• _Task statement_: Each line in the records that mentions the word "both" needs to be listed.

• _Data listing_:
PR #494, opened 2025-09-09
Add `rfl::AddNamespacedTagsToVariants` for `rfl::Generic` and same-name-different-namespace structs

bryceschober:
As an alternative to #467, I offer this draft proposal.

Details:

- Add a separate `rfl::AddNamespacedTagsToVariants` processor to support the usage of `rfl::Generic` directly in auto-tagged variants.
- Reuse code paths for `rfl::AddTagsToVariants` by adding a defaulted non-type template parameter to `rfl::VariantAlternativeWrapper`
- Build a set of robust and parallel test suites for all 4 combinations of variant auto-tagging
- Rename the previously-existing variant-tagging test files to better match the processor name.

Outstanding items:

- [x] Update documentation to cover the new functionality and use-cases.
- [ ] Is adding the parallel processor's functionalty to the existing `AddTagsToVariants.hpp` and `is_add_tags_to_variants_v.hpp` acceptable? Those files were named specifically matching the old processor, and now I've added to them.

### DIFF
--- a/tests/cbor/test_integers.cpp
+++ b/tests/cbor/test_integers.cpp
@@ -1,6 +1,7 @@
 #include <gtest/gtest.h>
 
 #include <rfl/cbor.hpp>
+#include "write_and_read.hpp"
 
 namespace test_integers {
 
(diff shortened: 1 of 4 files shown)


include/rfl/Processors.hpp
```diff
@@ -38,6 +39,10 @@ struct Processors<Head, Tail...> {
       std::disjunction_v<internal::is_add_tags_to_variants<Head>,
                          internal::is_add_tags_to_variants<Tail>...>;
 
+  static constexpr bool add_namespaced_tags_to_variants_ =
```
bryceschober, line 42: FYI, at one point I considered setting both `add_tags_to_variants_` and `is_add_namespaced_tags_to_variants` for the new `rfl::AddNamespacedTagsToVariants` to try to simplify some shared code-paths, but decided against that, to keep it distinct from the other processors.

liuzicheng1987: @bryceschober , I agree with your approach. I think we should simply insert a static_assert to make sure that people aren't adding both processors at the same time.

liuzicheng1987: @bryceschober , I tried doing it myself, but apparently I can't push into the PR. No problem, here's the idea:

```cpp
  template <class T, class NamedTupleType>
  static auto process(NamedTupleType&& _named_tuple) {
    static_assert(!add_tags_to_variants_ || !add_namespaced_tags_to_variants_,
                  "You cannot add both rfl::AddTagsToVariants and "
                  "rfl::AddNamespacedTagsToVariants.");
    return Processors<Tail...>::template process<T>(
        Head::template process<T>(std::move(_named_tuple)));
  }
```

liuzicheng1987:
@bryceschober , other than the one comment I made, which you can basically just copy + paste, I like this very much. This is basically ready to be merged.

bryceschober:
@liuzicheng1987 I've implemented your requested `static_assert()`.

I also added CBOR test coverage representative of our use-case, and using a new method of detailed CBOR test expectations that I think will be more practical going forward. It kinda sucks to depend on outside tooling like https://cbor.me, but it's also relatively easy to use and help connect the dots with the test failure formatter I implemented.

liuzicheng1987:
@bryceschober thank you!

jmcken8:
Looks good to me, thanks for doing this work @bryceschober

Issue #429, opened 2025-05-05
Support CBOR parsing using error codes


bryceschober:
It appears to me that all CBOR parsing failures are now requiring exceptions, since #325 was merged. It appears to me that [all of the current `decode_cbor()` implementations](https://github.com/danielaparker/jsoncons/blob/master/include/jsoncons_ext/cbor/decode_cbor.hpp) require exceptions or aborts. The underlying `decode()` and `read()` functions do at least have error-code-oriented variants, but in the `decode_cbor()` implementations, those are all turned into exceptions, AFAICT.

Without digging more deeply than my C++ expertise would easily go, I can't tell which of those are used by `reflect-cpp`. I also can't discern how much effort it might be for `reflect-cpp` to use the underlying error-code-oriented methods.

But as is, the `Result` and monadic features of `reflect-cpp` aren't really available to CBOR users.

liuzicheng1987:
I think that out CBOR wrapper uses monadic error handling just like all the other formats. 

You can check out include/cbor/Reader.hpp and you will find that we do a lot of checks using the exact same logic we use for the other formats. You will also find that there is frequent use of noexcept, meaning any exception would not be propagated. We also sometimes use a try...except logic which would catch CBOR exceptions.

Or is there a specific situation where the current set up is creating difficulties?

bryceschober:
I will see if I can trim down my private use-case, in switching from about v0.15.0 to latest, into a public test case PR.

bryceschober:
See my draft PR #432. I don't know how to work out the correct solution, but I committed a hacky-crap "sledgehammer" approach.

liuzicheng1987:
@bryceschober , in my view your "hacky-crap sledgehammer" approach is totally fine. I see nothing wrong with it.

bryceschober:
> [@bryceschober](https://github.com/bryceschober) , in my view your "hacky-crap sledgehammer" approach is totally fine. I see nothing wrong with it.

My "problem" with it is that jsoncons is [generating a `std::error_code` code](https://github.com/danielaparker/jsoncons/blob/e6d3bc1d4ad70bdf9c8c2831590a5c144e5cb11b/include/jsoncons_ext/cbor/decode_cbor.hpp#L160C9-L160C24), then in the interface that we're using, it turns it into an exception, and then we turn it back into an error object, though not of the "standard" variety.

[...]

PR #497, opened 2025-09-12
Update vcpkg

liuzicheng1987:


bryceschober:
@liuzicheng1987 I'm curious if you're planning on updating the `jsoncons` dependency to 1.4.0, per the needs of #429, or at least have a test build configuration that selects it. I don't know how testing different dependency versions would look on the combination of Github Actions matrix builds & vcpkg...

liuzicheng1987:
@bryceschober OK, will do.

liuzicheng1987:
@bryceschober , I have now updated jsoncons to 1.4.0. It will be part of the 0.21.0 release, which I will draft this weekend.

Issue #504, opened 2025-09-24
[Proposal] Error.what() rvalue move return


BestITUserEUW:
Motivation:

I have a custom error class which currently has to copy Error::what_ which can get expensive with large error messages.

Possible Solution:
```
std::string what() && { return std::move(what_); }
```

Example:
```cpp
class Error {
public:
    Error(const std::string& _what)
        : what_(_what) {}

    Error(const Error& e) = default;

    Error& operator=(const Error&) = default;

    /// Returns the error message, equivalent to .what() in std::exception.
    const std::string& what() const { return what_; }
    
    /// Only qualifies if Error is a rvalue reference
    std::string what() && { return std::move(what_); }

private:
    /// Documents what went wrong
    std::string what_;
};

struct MyLibError {
    std::string message;
    //....
};

auto ParseSomething() -> MyLibError {
    auto result = Error("Parsing failed");  // rfl error message can become really long if many fields are missing
                                            // making a copy expensive

    return MyLibError(std::move(result).what());  // Moved instead of expensive copy
}
```

liuzicheng1987:
Looks good to me. Feel free to open a PR.

BestITUserEUW:
@liuzicheng1987 Sure ill make a pr on the weekend. I want to make some more research on [ref-qualifiers](https://en.cppreference.com/w/cpp/language/member_functions.html#:~:text=Member%20functions%20with%20ref%2Dqualifier) as i have not used them yet, but seems to fit here.

PR #505, opened 2025-09-28
added explicit ref-qualifiers for Error::what() and a additional over…

BestITUserEUW:
…load to allow moving Error::what_ to caller if Error is an rvalue. Adresses #504


BestITUserEUW:
@liuzicheng1987 Do you want me to setup tests for Error::what() ?

liuzicheng1987:
@BestITUserEUW , no, I think that would be overkill. Thanks for your contribution!

PR #537, opened 2025-11-02
Speed up the reflection

liuzicheng1987:


ZXShady:
Any tests that proved it actually improved it?

liuzicheng1987:
@ZXShady , I have done a lot of profiling with Clang's `-f-time-trace` and to be honest, none of this is going to move the needle very much. You can replace all of the structs by rfl::NamedTuple thus completely eliminating the need for any struct reflection and there wouldn't be much of a change in compile time.

The bottleneck isn't the reflection, it is generating the code for serialization and deserialization. We have already done a lot of optimization there, such as implementing a non-recursive tuple (rfl::Tuple) class rather than using the recursively implemented std::tuple. glaze does something similar, but they use a third-party tuple implementation rather than their own. Same idea nonetheless.

However, I liked your idea of nesting the field extractions as a binary tree of constexpr if. It's easy to do and a clear win for larger structs. So I thought why not do it.

liuzicheng1987:
@ZXShady , I will show you what I mean. This is the profile for the test for the README function. The total duration of the struct reflection is about 92 milliseconds, or less than 5% of the total compile time.

image

liuzicheng1987:
@ZXShady , here is the profile for the `test_many_fields` - test, which is a struct with 70 float fields. 

This is obviously a construed example that is unlikely to ever occur in the real world. If you are going to have structs with that many fields, the fields are probably going to be more complex than just floats. In other words, this is probably the greatest share of time spent on struct reflection in any of our tests. 

image

But even for this construed example...we talking about 20-25% of the total compile time. If you can cut that in half, you will have reduced the overall compile time by 10-12% or so. 

But this is really an upper bound...in the real world it's going to be a lot less.

ZXShady:
I wish github mobile actually worked and I got notifications when you pinged me.....

PR #538, opened 2025-11-02
Avoid assuming that "std::string_view" is nullterminated. Generally it is really not.

ActuallyaDeviloper:
Hello, when writing my own parser (reader/writer) support, I noticed that the library incorrectly assumes that "string_view"s are nullterminated. They aren't (sometimes). Also the string length is sometimes recomputed when it's not really necessary.

I was gonna report an issue but then I decided to just fix it myself. Only problem is that I cannot test the other backends (which I do not intend to use) locally right now. Unsurprisingly, the installation scripts fail deep inside some third party dependencies. I do not want to debug that.

### DIFF
--- a/include/rfl/capnproto/Writer.hpp
+++ b/include/rfl/capnproto/Writer.hpp
@@ -262,7 +262,7 @@ class RFL_API Writer {
 
  private:
   kj::StringPtr to_kj_string_ptr(const std::string_view& _str) const {
-    return kj::StringPtr(_str.begin(), _str.end());
+    return kj::StringPtr(_str.data(), _str.size());
   }
 
  private:


liuzicheng1987:
@ActuallyaDeviloper, in practice, the string are always derived from here:

https://github.com/getml/reflect-cpp/blob/main/include/rfl/internal/StringLiteral.hpp

So actually, it is OK to assume that they are null-terminated. But where you can increase safety without generating unnecessary copies, I think it is a good idea.

liuzicheng1987:
@ActuallyaDeviloper , some of the tests are failing to compile. Could you have a look?

liuzicheng1987:
@ActuallyaDeviloper , out of curiosity: For which format did you want to write your own parser? Would you be willing to contribute it to the library?

ActuallyaDeviloper:
Hm, when I implemented my own parser this was not necessarily true anymore, as I was pumping my own "string_view" like data into the writer/reader.

IMHO, if the API says it takes a "string_view" but has some special undocumented preconditions then that is very brittle and bad API design.

At the very least it would need to be documented.

The (nice) alternative I see is to use a different type that does guarantee null termination, however I am not hyped about that because then I need to copy my strings in my parser for every backend.

I think the better alternative I is to accept the data copies for now and petition at the libraries of "avro" and "flexbuf" to add "string_view" APIs.

That said, I am all for removing copies. In fact, there is a lot of copies already anyway. Many backends seem to actually copy the string again into their internal data structure even though e.g. the JSON library would provide a non-copy API. Furthermore when trying to input some string "string_view" as value, it too is copied.

ActuallyaDeviloper:
> @ActuallyaDeviloper , out of curiosity: For which format did you want to write your own parser? Would you be willing to contribute it to the library?

By writing a parser, I meant specializing the "Parser" class. :)
It's for serializing our internal data structures which do not/can not use std-containers, so I don't think I can contribute that.

ActuallyaDeviloper:
I fixed the issue hopefully. This might take a couple rounds because unfortunately I can't compile/test most backends locally.

ActuallyaDeviloper:
A crap, YAML is also failing because the API I am using is unreleased:
https://github.com/jbeder/yaml-cpp/blob/a83cd31548b19d50f3f983b069dceb4f4d50756d/include/yaml-cpp/emitter.h#L210.

The [last release](https://github.com/jbeder/yaml-cpp/issues/1360) 0.8 is from 2023 and does not contain that.

liuzicheng1987:
@ActuallyaDeviloper , I agree, it is brittle design.

For Avro I don't really care that your changes introduce overhead. This format is slow AF anyway.

But flexbuf is one of the two fastest formats supported (the other one being msgpack). Once the code fully compiles, we should take a look at the benchmarks to see how much of an impact this makes. Then, we can make a decision how to proceed here.

liuzicheng1987:
> A crap, YAML is also failing because the API I am using is unreleased: https://github.com/jbeder/yaml-cpp/blob/a83cd31548b19d50f3f983b069dceb4f4d50756d/include/yaml-cpp/emitter.h#L210.
> 
> The [last release](https://github.com/jbeder/yaml-cpp/issues/1360) 0.8 is from 2023 and does not contain that.

Yeah, YAML is fine as well. This is the slowest format we have and no one who uses YAML really cares about speed.

ActuallyaDeviloper:
> > A crap, YAML is also failing because the API I am using is unreleased: https://github.com/jbeder/yaml-cpp/blob/a83cd31548b19d50f3f983b069dceb4f4d50756d/include/yaml-cpp/emitter.h#L210.
> > The [last release](https://github.com/jbeder/yaml-cpp/issues/1360) 0.8 is from 2023 and does not contain that.
> 
> Yeah, YAML is fine as well. This is the slowest format we have and no one who uses YAML really cares about speed.

Can you restart the testing?

ZXShady:
Related to #444

honestly my solution is to adopt something like C++29 zstring_view it is 0 cost string view wrapper

PR #556, opened 2025-12-07
Improve code readability by using concepts where appropriate

liuzicheng1987:


ZXShady:
Why not using std::convertible_to?

PR #41, opened 2014-08-08
Remove executable bit from normal files

gioele:
Normal PHP files with class definitions don't need to be executable.


sevein:
Good catch! Thanks. I'm surprised there were only five of them :)

PR #42, opened 2014-08-22
#7122 - Add links to other cultures in info obj templates

jraddaoui:
Added in index pages of ISAD, RAD, MODS, DC and DACS plugins

Fixes #7122

### DIFF
--- a/apps/qubit/modules/informationobject/actions/indexAction.class.php
+++ b/apps/qubit/modules/informationobject/actions/indexAction.class.php
@@ -130,16 +130,5 @@ class InformationObjectIndexAction extends sfAction
         $this->digitalObjectLink = $request->getUriPrefix().$request->getRelativeUrlRoot().$this->resource->digitalObjects[0]->getFullPath();
       }
     }
-
-    // Get other cultures available
-    $currentCulture = $this->getUser()->getCulture();
-    $this->translations = array();
-    foreach ($this->resource->informationObjectI18ns as $i18n)
-    {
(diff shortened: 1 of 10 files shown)


sevein:
I would suggest to implement translationsLinks as a component and let its controller do things like populate the list of languages available for a given resource, return sfView::NONE if needed, etc...

Please use .translations-links instead of div#translations-links. It's faster as a selector (specially when used as a namespace).

I'm not sure about the label "Other languages available", can you check that with Dan? Also, not sure if you should call it .translation-links instead of .translations-links, and the same thing with the partial/component. But I'm definitely not the right person to talk about grammar, please check with Dan!

Can you include a screenshot so we can see how the new widget looks?

fiver-watson:
I can always check with Sarah, but I think the "Other languages available" label is fine - if the user is looking at a translation (and not the original culture description), they should still see this option to view other cultures, so saying "Translations available" might not be as accurate? @djjuhasz thoughts?

.translation-links sounds better than .translations-links . Ditto: translationLinks = better than translationsLinks, IMHO. 

I'd love to see a screenshot too!

jraddaoui:
I've made the changes and here is a screenshot.

translation-links

If the title is not populated in one of the other languages it will show the source culture title.

fiver-watson:
Nice, Radda, looks good. Have you made sure that "Other languages available" is a translatable string? e.g. when we push the update, will it be translatable in Transifex? Thanks!

PR #49, opened 2014-09-09
Make translation links a dropdown, refs #7122

jraddaoui:
And show language instead of the ISO code in the list


sevein:
See https://projects.artefactual.com/issues/7122#note-11.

• _Result for this task_:
bryceschober, line 42: FYI, at one point I considered setting both `add_tags_to_variants_` and `is_add_namespaced_tags_to_variants` for the new `rfl::AddNamespacedTagsToVariants` to try to simplify some shared code-paths, but decided against that, to keep it distinct from the other processors.
liuzicheng1987: @bryceschober , I agree with your approach. I think we should simply insert a static_assert to make sure that people aren't adding both processors at the same time.
                  "You cannot add both rfl::AddTagsToVariants and "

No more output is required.